Hi Shians, oddly even though my sessionInfo showed NanomethViz as 1.2.0, that was actually the developmental version I was using there. When I went back to the non-dev version, the problem still persists and got worst. The position has shifted to the strand column and there is only an asterisk in the position column. The statistic and read_name columns are still empty. I did get a warning though that I need to look further into.
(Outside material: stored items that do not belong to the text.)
PR #349, opened 2021-02-19
Simplify FileDialog save/load

TysonMN:
I don't think the `save` or `load` functions need to be executed on the main thread.  This can be tested by adding the line
```fsharp
do! Async.SwitchToThreadPool ()
```
to the beginning of these CEs on this branch.  Everything still works.

### DIFF
--- a/RELEASE_NOTES.md
+++ b/RELEASE_NOTES.md
@@ -4,6 +4,7 @@
 * Changed CurrentModel and UpdateModel on ViewModel<_,_> from public to internal
 * Added support for composable binding validation
 * `runWindow` now shows the given window after settings its `DataContext`.  This removes the need to have `Visibility` values default to `Collapsed`.
+* Changed minimum Elmish version from 3.0.3 to 3.1.0 (which is currently the latest).  Commands created with `OfAsync` are now executed on a threadpool thread.  For example, it is now easier to show file dialogs without blocking the Elmish dispatch loop.  See [this diff](https://github.com/elmish/Elmish.WPF/commit/d1ec823ccd7f377a860b76bc2358706dc6a70c84).
 
 #### 4.0.0-beta-2
 * Added logging when INotifyDataErrorInfo.HasErrors is called
--- a/src/Samples/FileDialogs.Core/Program.fs
+++ b/src/Samples/FileDialogs.Core/Program.fs
@@ -1,9 +1,7 @@
-﻿module Elmish.WPF.Samples.FileDialogs.Program
+module Elmish.WPF.Samples.FileDialogs.Program
 
 open System
 open System.IO
-open System.Threading
-open System.Windows
 open Serilog
 open Serilog.Extensions.Logging
 open Elmish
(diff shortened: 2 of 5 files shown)


cmeeren:
Does this impact [this part of the readme](https://github.com/elmish/Elmish.WPF#how-can-i-use-save-file--open-file-dialogs)?

TysonMN:
Oh, I was slightly confused.  I was confusing blocking the Elmish dispatch loop (or not) with must be executed on the main thread (or not).  (See how I named this PR?)

The [first commit](https://github.com/elmish/Elmish.WPF/pull/349/commits/61c039a8194a059e0abd2f5f6f16cc0675283b95) _does_ block the Elmish dispatch loop.  The [second commit](https://github.com/elmish/Elmish.WPF/pull/349/commits/61ec1fa2bdf07529c2c21773523a41c4cd195232) (that I just pushed) adds
```fsharp
do! Async.SwitchToThreadPool ()
```
which recovers the original behavior that doesn't block the Elmshing dispatch loop.

So this PR is just to simply the code used to avoid blocking the Elmish dispatch loop.

And actually, there is a slightly simpler way to do this.  One more commit coming soon.

TysonMN:
Now this [third commit](https://github.com/elmish/Elmish.WPF/pull/349/commits/cc358d73f548b36a8ef5f0afc31b9da1f8898ade) that I just pushed simplifies the code further.  It uses version 3.1.0 of Emlish instead of version 3.0.3 that is required by Elmish.WPF.  [Version 3.0.5 of Elmish changed the `ofAsync` functions to execute on the thread pool](https://github.com/elmish/elmish/commit/18fdbd926d26d92776c8b8dcb2315eadb4d65cbc#diff-68d24fa81558aae3d8c59e2aa57a4fa719ea3b04d7fa14beff45f16f00858f50R3).
https://github.com/elmish/Elmish.WPF/blob/db1ee9cff774cf3290caff2da6bac216c1f01391/src/Elmish.WPF/Elmish.WPF.fsproj#L47

> Does this impact [this part of the readme](https://github.com/elmish/Elmish.WPF#how-can-i-use-save-file--open-file-dialogs)?

Definitely.

What do you think of the approach now in this branch of executing commands in the thread pool by using a sufficiently new version of Elmish?

Maybe the easiest thing to do is change Elmish.WPF to depend on the latest version of Elmish (or at least version 3.0.5).  Then we might not even need to mention this potential issue about blocking the Elmish dispatch loop.

cmeeren:
I think we should require a newer Elmish, get rid of the section in the readme, and update this PR accordingly (at least remove [this line](https://github.com/elmish/Elmish.WPF/pull/349/files#diff-938113000b9d86d84668040869b9f0d049c4e40328ea499b6c9366504d466027R14)).

I have no strong opinions on which Elmish version we should require (3.0.5 vs. 3.1.0). Elmish.WPF is a framework used in apps, not a library referenced by other libraries, so we can require pretty much whatever we want. Generally I see no reason to not require the latest version. It's often safer, in the sense that even minor updates to libraries such as Elmish may potentially contain binary breaking changes that cause stuff to fail at runtime if Elmish.WPF is compiled for a lower version than the user uses.

But first, could you verify that this PR works as expected (doesn't crash / require the UI thread, doesn't block any loops) on all our supported target frameworks, i.e. .NET Core 3 and .NET Framework in addition to .NET 5?

TysonMN:
Yes, I agree with depending on the lastest Elmish release.

I force pushed the branch.  Just two commits now.  No crashes or loop blocking for all three targets.

I think this is ready to merge.

TysonMN:
(Force pushed again to add a line to the release notes)

TysonMN:
*sigh*

Another force push to made the same simplification to the `FileDialogsCmdMsg` sample.

RELEASE_NOTES.md
```diff
@@ -3,6 +3,7 @@
 * Improved logging
 * Changed CurrentModel and UpdateModel on ViewModel<_,_> from public to internal
 * Added support for composable binding validation
+* Chagned minimum Elmish version from 3.0.3 to 3.1.0 (which is currently the latest)
```
cmeeren, line 6: Typo. Also, this point should perhaps mention something to the effect that juggling around synchronization context for the relevant dialogs are no longer needed.

src/Samples/FileDialogs.Core/Program.fs
```diff
@@ -1,9 +1,7 @@
-﻿module Elmish.WPF.Samples.FileDialogs.Program
+module Elmish.WPF.Samples.FileDialogs.Program
```
cmeeren, line 1: I am very confused about why GH sometimes show these diffs on the first line. Do you know why? I would guess the file has been saved for the first time in UTF-8 with a BOM (Byte Order Mark) at the start; could that be it?

You don't have to revert it, I'm just curious.

RELEASE_NOTES.md
TysonMN: Just force pushed a rebase onto `master` that also fixes that typo and mentions the execution happening on the threadpool.

src/Samples/FileDialogs.Core/Program.fs
TysonMN: I had to look at a HEX editor to see the difference.  It sounds like your guess is correct.  I don't know what those bytes mean though.

## File in `master`
2021-02-19_22-20-54_524_chrome

## File in PR's branch
2021-02-19_22-21-00_525_chrome

cmeeren: https://en.wikipedia.org/wiki/Byte_order_mark

RELEASE_NOTES.md
cmeeren: Thanks. That is useful. I'm thinking however that we should also explicitly mention that code related to save/load dialogs can be simplified. Otherwise people will have no idea they can simplify this unless they diff the readme and see that the FAQ entry is removed. We don't have to provide a lot of detail though; we can link to the `Program.fs` diff in the FileDialogs sample. Something like this:

> This means that e.g. Save File / Open File dialogs can be simplified. See [this diff for details](https://github.com/elmish/Elmish.WPF/pull/349/files#diff-48689f4b515bf41b1bdad0aee209185e63ee109980cff7c8a4bd2996bc318aa2).

But replace the link with the actual commit diff after merging. (Not idea if this can be done before merging.)

TysonMN: Sure.  This can be done by splitting the commits, ordering the commits, pushing the first two, and then including the link to the second commit diff in the third commit.  I just force pushed those commits.

cmeeren: Yes, but now the link points to the commit in the context of the PR. After merging, I suggest updating the link to a "raw" diff view of the commit, to reduce noise. As far as this PR goes, though, this is fine.

cmeeren (approved):
Looks good. Thanks a lot! 👍

RELEASE_NOTES.md
TysonMN: Oh, ok.  I didn't think carefully about that link.  It contained the correct git commit hash but not the right GitHub URL.  I replaced it with the correct URL, which won't work until I complete this PR...because the branch in this PR is in my fork instead of in this repo.

TysonMN: I merged the PR.  [This is the link in the release notes](https://github.com/elmish/Elmish.WPF/commit/d1ec823ccd7f377a860b76bc2358706dc6a70c84), which is working now.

Warning and table output shown below:

[E::get_intv] Failed to parse TBX_GENERIC, was wrong -p [type] used? The offending line was: "Examp_data fff8c78c-60c4-46ff-b807-9654b3c5126d * 169899"

Screen Shot 2021-09-13 at 9 53 53 AM

Either way, it seems that both versions present a problem with importing megalodon data. I didn't have any issues with the Nanopolish data provided as sample data in your package. Do you have any sample data processed by Megalodon that has worked well and you could share for me to test?

Thanks, Chris

cstill3928 commented 2 years ago

Hi Shians, so it appears that the eighth column I added to satisfy the earlier version's column requirements for Megalodon data ended up causing the new issue in the development version. After I took away that eighth column (the motif column). Everything worked great! Sorry for all the trouble and thanks for your time.